• [Task instructions] Please return only the lines from the one holding "- No FAQ generator" through the one holding "-q (24 passed)", exactly as they appear in the records below, both ends included.

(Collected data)
PR #970, opened 2026-05-26
Gate support-ticket outcome claims

canfieldjuan:
Plan: plans/PR-Support-Ticket-Generated-Content-Outcome-Claims.md
Slice phase: Functional validation

Audits the saved Haiku support-ticket landing/blog outputs for product-copy truthfulness, then adds a deterministic evaluator check and prompt guidance so uploaded tickets are not turned into guaranteed support-volume, churn, or retention outcomes.

## Intentional
- No new live LLM spend in this slice; it audits saved Haiku artifacts and adds deterministic coverage for the discovered issue.
- No FAQ generator internals or standalone FAQ article shape changes.
- The detector is intentionally narrow: it blocks guaranteed outcome claims, not cautious language like “can help reduce repeat questions.”

## Deferred
- Future PR: rerun live Haiku landing and blog smokes after this prompt/evaluator change and record whether new drafts pass the stricter outcome-claim gate.

## Parked hardening
- None.

## Verification
- python -m pytest tests/test_evaluate_support_ticket_generated_content.py -q (24 passed)
- python -m py_compile extracted_content_pipeline/support_ticket_generated_content_eval.py (passed)
- python scripts/evaluate_support_ticket_generated_content.py --output landing_page tmp/support_ticket_live_haiku_eval_20260525/landing-page-draft.json --pretty (failed as expected on support_ticket_outcome_claims_grounded)
- python scripts/evaluate_support_ticket_generated_content.py --output blog_post tmp/support_ticket_live_blog_gate_20260525/blog-post-draft-cadence2.json --pretty (failed as expected on support_ticket_outcome_claims_grounded)
- bash scripts/local_pr_review.sh (passed)

## Diff size
7 files, +381 / -2

PR #973, opened 2026-05-26
Harden support-ticket outcome live validation

canfieldjuan:
## Summary
- Broaden support-ticket generated-content checks for live false-green outcome claims around support volume, retention guarantees, capacity, instant results, and no-ticket promises.
- Tighten landing/blog prompt guidance for uploaded support-ticket sources and document the live Haiku validation evidence.
- Park the separate procedural-answer source-truth gap in ATLAS-HARDENING.md with this session owner flag.

## Verification
- python -m pytest tests/test_evaluate_support_ticket_generated_content.py -q
- python scripts/evaluate_support_ticket_generated_content.py --output blog_post tmp/support_ticket_outcome_live_validation_20260525/blog-post-draft-10.json --pretty (expected failure under hardened detector)


extracted_content_pipeline/support_ticket_generated_content_eval.py
```diff
@@ -75,13 +75,125 @@
...
+    re.compile(
+        r"\bin\s+\d+\s+seconds?\s+instead\s+of\s+waiting\b",
+        re.IGNORECASE,
+    ),
+    re.compile(
+        r"\btrigger\s+churn\b|\bchurn\s+at\s+renewal\b",
+        re.IGNORECASE,
+    ),
+    re.compile(
+        r"\b(?:churn|account\s+retention)\b",
```
canfieldjuan: `\b(?:churn|account\s+retention)\b` matches the bare keyword, so it flags any mention -- not just a guaranteed claim. I probed it: `"We cannot promise this will reduce churn or improve retention."` (a disclaimer) and `"Account retention is influenced by many factors beyond docs."` (factual context) are both FLAGGED. But the prompt updated in this PR stays claim-scoped ("do not say ... customers will churn less ... account retention will improve"), so a prompt-compliant draft that mentions churn as context -- or disclaims it -- gets blocked here, and repair can only fix it by deleting the topic word. Scope to a guarantee context, e.g. `\b(?:will|would|guarantees?|promises?|reduces?|improves?)\b[^.!?\n]{0,40}\b(?:churn|retention)\b`, so `will reduce churn`/`improves retention` are caught but `churn driver`, `can't promise ... churn`, and `retention depends on ...` pass. Same applies to `more likely to (stay|upgrade|recommend)` (L192) and `frees? up capacity` (L168).

canfieldjuan (commented):
## Pull Request Overview

A `Functional validation` slice broadening the #970 `support_ticket_outcome_claims_grounded` check from 6 to ~34 OR'd patterns (support volume, churn/retention, capacity, instant results, no-ticket promises), tightening blog/landing prompt guidance, and parking a procedural-answer source-truth gap in ATLAS-HARDENING.md. +499/-7. Reviewed at head `0110023` (direct review + FP-boundary probe + mutation).

**Verified good:** the broadening does catch the live false-greens it targets; coverage is reasonable (the 3 new tests are dense -- the bare-churn pattern is pinned, mutation -> 1 red -- so this is NOT a §3i coverage gap like #970's); blog prompt synced byte-identical + landing parallel; the #968 contract is correctly not duplicated; cadence/timeframe prompt rules tightened consistently. The HARDENING park (FAQ answer-steps invented when tickets carry only questions, not resolutions) is well-formed and the right deferral -- a more important latent issue than the outcome claims, correctly scoped out. 28 passed.

## MAJOR -- the broadened detector blocks MENTIONS, not just guaranteed CLAIMS, and is now stricter than the prompt

The check drifted from "guaranteed outcome claims" (the #970 framing) into keyword-level blocking. I probed it against legitimate/cautious copy and 7 of 8 sentences flagged, including two airtight FPs on a truthfulness gate:

- `"We cannot promise this will reduce churn or improve retention."` -> FLAGGED. A DISCLAIMER -- the gate flags the very sentence being responsible.
- `"Account retention is influenced by many factors beyond docs."` and `"Slow support responses are a well-known churn driver in SaaS."` -> FLAGGED as factual context, not claims.

Root cause: `(?:churn|account\s+retention)` (line 188) matches the bare keyword. But the PROMPT updated in this same PR stays CLAIM-scoped: "do not say ... customers will churn less ... account retention will improve unless explicit outcome metrics are present." So a model that follows the prompt -- mentions churn only as context, or disclaims it -- still gets BLOCKED by the detector, and the repair loop can only "fix" it by deleting the topic word entirely. This is the #910-class defect: the guard tests a stronger/different property (any mention) than the consumer (the prompt) requires (a guaranteed claim). On a save-time gate for support-ticket content -- where churn/retention are core topic words -- this false-blocks prompt-compliant drafts.

The over-reach is intentional, not an oversight: the new test asserts `"This issue can create potential churn and affect account retention."` SHOULD fail -- a descriptive risk statement, not a guarantee. So the fix is to redefine what counts as a claim, not tweak one regex.

Fix: scope the bare-keyword patterns to an outcome-assertion context (subject + causal/guarantee verb), e.g. `(?:will|would|guarantees?|promises?|reduces?|improves?)[^.!?
]{0,40}(?:churn|retention)`, so "will reduce churn"/"improves retention" are caught but "churn driver", "we can't promise ... churn", and "retention depends on many factors" pass. Same for the standalone `more likely to (stay|upgrade|recommend)` (L192) and `frees? up capacity` (L168).

## Minor notes
- `(?:typically\s+)?takes\s+\d+\s*...\s+minutes?` flags any "takes N minutes" sentence (e.g. "Setting up your FAQ takes 10 minutes" -- a setup-time, not an outcome). The prompt does also forbid "the process takes a specific number of minutes," so this is aligned over-reach rather than misalignment -- but consider scoping to an outcome/time-savings context so legitimate setup/effort durations pass.
- Redundancy: `frees?\s+up\s+support\s+capacity` is subsumed by `(?:free|frees|freeing)\s+up\s+capacity`; several `find ... without opening a ticket` variants could collapse to one. Cosmetic.
- Blog prompt rule 1 is now a single ~15-clause run-on sentence; a bulleted forbidden-list would read better, though it mirrors the detector faithfully.

Net: the validation intent is sound and the live false-greens are real, but the broadening overshot from "claims" into "mentions," so the gate now blocks prompt-compliant and even self-disclaiming support-ticket copy. Scope the bare-keyword patterns (churn/retention/capacity/more-likely-to) to a guarantee context before relying on this as a save-time gate -- otherwise it will reject good content. Not blocking the merge mechanically (repair loop + iteration slice), but the scoping is needed.

extracted_content_pipeline/support_ticket_generated_content_eval.py
```diff
@@ -477,6 +598,25 @@ def _unsupported_support_outcome_claims(text: str) -> list[str]:
...
+_SUPPORT_OUTCOME_DISCLAIMER_RE = re.compile(
+    r"\b(?:"
+    r"(?:can(?:not|'t)|cannot|do\s+not|don't|does\s+not|doesn't)\s+"
+    r"(?:promise|prove|guarantee|show|demonstrate)|"
+    r"not\s+(?:a\s+)?(?:promise|guarantee|proof)|"
+    r"no\s+evidence\s+that|"
+    r"without\s+(?:claiming|promising|guaranteeing)|"
+    r"avoid\s+claims?\s+like|"
+    r"use\s+cautious\s+language|"
+    r"rather\s+than"
```
canfieldjuan: `rather\s+than` (line 610) and `use\s+cautious\s+language` (line 609) are generic phrases, not claim-negations -- but a match here skips the WHOLE sentence before any outcome-claim pattern runs. I verified the bypass:
- `"Publishing answers reduces support volume rather than increasing it."` -> skipped, NOT flagged
- `"This will reduce churn rather than ignore it."` -> skipped
- `"Use cautious language: support tickets will drop after publishing."` -> skipped

These are exactly the guarantees the gate exists to block. `rather than` is natural in persuasive copy, so a fluent model hits this without trying. Drop these two alternations (keep the genuine negations: `cannot promise|prove|guarantee|show|demonstrate`, `not a promise|guarantee|proof`, `no evidence that`, `without claiming|promising|guaranteeing`), and add a test asserting `"... reduces support volume rather than increasing it."` is still flagged.

canfieldjuan (commented):
## Re-review @ `c0ece24` -- original FP MAJOR resolved, but the fix over-corrected into a false-negative bypass (new MAJOR)

The over-reach MAJOR is fixed and I verified it: the bare `churn|account retention` keyword pattern is gone (scoped to causal-verb context -- `improve/increase retention`, `retention ... will/can improve`), and a disclaimer escape hatch was added. All 4 sentences from my FP probe now PASS (`We cannot promise this will reduce churn or improve retention`, `Account retention is influenced by many factors`, `well-known churn driver in SaaS`, `This issue can create potential churn...`), and the true-positive guarantees still fire (`improves account retention`, `will reduce ... immediately`, `queue will shrink`). 30 passed, with FP-rejection tests for exactly those sentences. Good fix on that axis.

But the disclaimer escape hatch over-corrected.

## MAJOR (new) -- `_is_support_outcome_disclaimer` skips the whole sentence on generic triggers, so guaranteed claims escape

`_SUPPORT_OUTCOME_DISCLAIMER_RE` (line 601) skips a sentence entirely -- before any outcome-claim pattern runs -- if it contains a disclaimer trigger. But two triggers are generic phrases, not claim-negations: `use\s+cautious\s+language` (line 609) and `rather\s+than` (line 610). I verified the hole by running the check:
- `"Publishing answers reduces support volume rather than increasing it."` -> skipped, NOT flagged
- `"This will reduce churn rather than ignore it."` -> skipped, NOT flagged
- `"Use cautious language: support tickets will drop after publishing."` -> skipped, NOT flagged

All three are exactly the guaranteed outcome claims this gate exists to block, and they escape because the sentence happens to contain `rather than` / `use cautious language`. `rather than` is a natural contrastive in persuasive copy (`"FAQs reduce support volume rather than just deflecting it"`), so a fluent model will hit it without trying -- and per the live-Haiku drift pattern, it will. The hole is also untested: no fixture combines a guarantee with a disclaimer trigger, so it ships green.

Fix: the hatch should skip genuine claim-NEGATIONS only, not any sentence with a contrastive connector. Drop `rather\s+than` and `use\s+cautious\s+language` from `_SUPPORT_OUTCOME_DISCLAIMER_RE`; keep the real negations (`can(not|'t)/cannot/do not ... promise|prove|guarantee|show|demonstrate`, `not a promise|guarantee|proof`, `no evidence that`, `without claiming|promising|guaranteeing`). Add a test asserting `"Publishing answers reduces support volume rather than increasing it."` is still flagged.

Net: the FP over-reach is genuinely fixed (verified), but the disclaimer hatch as written lets guaranteed claims through whenever the sentence carries `rather than` -- common enough that it's a real hole in the gate's core function, not a corner case. Tighten the hatch to claim-negations only and pin the bypass with a test. (Bigger picture: each regex layer added to chase the live drift -- now including the disclaimer-detector itself -- tends to sprout its own hole; the durable fix remains contract-side, but for this slice, scoping the hatch closes the leak.)

extracted_content_pipeline/support_ticket_generated_content_eval.py
```diff
@@ -477,6 +602,24 @@ def _unsupported_support_outcome_claims(text: str) -> list[str]:
...
+    r"without\s+(?:claiming|promising|guaranteeing)"
+    r")\b",
+    re.IGNORECASE,
+)
+
+
+def _is_support_outcome_disclaimer(sentence: str) -> bool:
+    if not _SUPPORT_OUTCOME_DISCLAIMER_RE.search(sentence):
+        return False
+    return not re.search(r"\b(?:but|however|though|although)\b|;", sentence, re.IGNORECASE)
```
canfieldjuan, line 620: The `but/however/though/although/;` guard correctly catches "disclaim then assert", but it re-flags a disclaimer that names the outcome it's disclaiming and continues with a contrast/semicolon. Verified:
- `"We cannot promise this will reduce churn; track volume instead."` -> FLAGGED (the disclaimed `will reduce churn` is re-exposed by the `;`)
- `"We cannot promise this will reduce churn, but it surfaces the top questions."` -> FLAGGED

The first is the prompt's own recommended cautious phrasing, so it's the same #910 misalignment, narrower. Non-blocking (narrow + safe-direction). The clean fix is clause-level: only run the outcome patterns on the clause AFTER the contrast/semicolon, not the disclaimer clause -- but that's more machinery, and the current over-block is repair-recoverable. Fine to leave; just don't add more triggers to chase it.

canfieldjuan (commented):
## Re-review @ `464a792` -- FN bypass resolved, LGTM (one narrow NIT, non-blocking)

The MAJOR from last round is fixed and verified. The generic triggers (`rather than`, `use cautious language`, `avoid claims like`) are gone from `_SUPPORT_OUTCOME_DISCLAIMER_RE`, leaving only genuine claim-negations, and a compound-sentence guard skips a disclaimer only if it has no `but/however/though/although/;`. I re-ran my exact bypass probes -- all three now FLAG:
- `"Publishing answers reduces support volume rather than increasing it."` -> flagged
- `"This will reduce churn rather than ignore it."` -> flagged
- `"Use cautious language: support tickets will drop after publishing."` -> flagged

And the simple disclaimers/context still PASS (no regression): `"We cannot promise this will reduce churn or improve retention."`, `"...churn driver in SaaS."`, etc. 32 passed, with both the bypass cases and the disclaim-then-assert compound cases pinned by new tests. The bypass is closed.

## NIT (narrow, non-blocking) -- the compound guard re-flags a disclaimer that RESTATES its outcome

The `but/however/;` guard correctly catches "disclaim then assert" (`We cannot promise X, but publishing answers reduces volume` -> assertion checked). But it can't distinguish that from a disclaimer that merely names the outcome it's disclaiming and continues with a contrast/semicolon. Verified:
- `"We cannot promise this will reduce churn; track volume instead."` -> FLAGGED (the disclaimed `will reduce churn` is re-exposed by the `;`)
- `"We cannot promise this will reduce churn, but it surfaces the top questions."` -> FLAGGED

The first is essentially the prompt's own recommended cautious phrasing ("track whether ticket volume drops"), so it's the same #910 misalignment, now much narrower. It only fires when a disclaimer is joined by `;`/`but`/`however` to another clause AND restates a pattern-matching outcome; a period instead of a semicolon avoids it.

I am NOT blocking on this -- it's narrow, and it errs in the SAFE direction for a truthfulness gate (over-block is repair-recoverable; the closed FN bypass was the unsafe one). The "right" fix is clause-level checking (only run patterns on the post-contrast clause), but that's more machinery.

Bigger picture (carry-forward, not a blocker): this gate has now swapped error classes three rounds running -- broad FP (bare keyword) -> FN bypass (`rather than`) -> narrow FP (compound disclaimer). That's the diminishing-returns signature of chasing model drift with surface-form regex; each heuristic added to fix the last one sprouts a narrower hole. The current state errs safe and is a reasonable stopping point. I'd stop tuning triggers here and, if the residual FP matters in practice, move to clause-level checking or reframe the generation contract (what the output genre asks for vs. what the ticket data can ground) rather than another regex pass.

LGTM.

• [Solution to the exercise]
- No FAQ generator internals or standalone FAQ article shape changes.
- The detector is intentionally narrow: it blocks guaranteed outcome claims, not cautious language like “can help reduce repeat questions.”

## Deferred
- Future PR: rerun live Haiku landing and blog smokes after this prompt/evaluator change and record whether new drafts pass the stricter outcome-claim gate.

## Parked hardening
- None.

## Verification
- python -m pytest tests/test_evaluate_support_ticket_generated_content.py -q (24 passed)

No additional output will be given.